↓↓↓
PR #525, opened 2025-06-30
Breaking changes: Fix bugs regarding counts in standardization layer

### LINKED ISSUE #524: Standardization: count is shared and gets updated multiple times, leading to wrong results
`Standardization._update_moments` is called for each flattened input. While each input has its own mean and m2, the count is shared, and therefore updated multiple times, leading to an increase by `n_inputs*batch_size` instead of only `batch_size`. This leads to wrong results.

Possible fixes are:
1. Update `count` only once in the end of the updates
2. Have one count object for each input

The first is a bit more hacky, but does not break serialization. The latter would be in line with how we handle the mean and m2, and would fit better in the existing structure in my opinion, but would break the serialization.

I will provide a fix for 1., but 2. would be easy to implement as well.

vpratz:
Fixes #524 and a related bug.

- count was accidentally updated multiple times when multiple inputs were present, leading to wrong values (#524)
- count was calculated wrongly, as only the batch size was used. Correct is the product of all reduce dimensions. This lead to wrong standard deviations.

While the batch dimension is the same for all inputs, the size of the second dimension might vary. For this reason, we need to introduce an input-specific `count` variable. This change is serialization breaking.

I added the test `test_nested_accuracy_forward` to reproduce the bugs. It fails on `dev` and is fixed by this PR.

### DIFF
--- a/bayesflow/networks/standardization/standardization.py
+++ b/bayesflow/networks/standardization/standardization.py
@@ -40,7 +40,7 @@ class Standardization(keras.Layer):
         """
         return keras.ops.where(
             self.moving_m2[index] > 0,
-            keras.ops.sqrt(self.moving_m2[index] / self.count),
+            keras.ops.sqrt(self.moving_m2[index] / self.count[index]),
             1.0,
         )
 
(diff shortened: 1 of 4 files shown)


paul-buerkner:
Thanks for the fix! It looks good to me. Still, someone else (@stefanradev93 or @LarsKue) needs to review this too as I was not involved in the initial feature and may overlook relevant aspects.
↑↑↑
↓↓↓
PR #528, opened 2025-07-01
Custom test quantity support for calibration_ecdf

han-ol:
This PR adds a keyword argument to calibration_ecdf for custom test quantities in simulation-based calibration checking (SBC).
↑↑↑
Reproduce only the lines above spanning from the line containing "(diff shortened: 1 of 4 files shown)" through the line containing "Thanks for the", word for word.

▸ WRITTEN REPLY
(diff shortened: 1 of 4 files shown)


paul-buerkner:
Thanks for the fix! It looks good to me. Still, someone else (@stefanradev93 or @LarsKue) needs to review this too as I was not involved in the initial feature and may overlook relevant aspects.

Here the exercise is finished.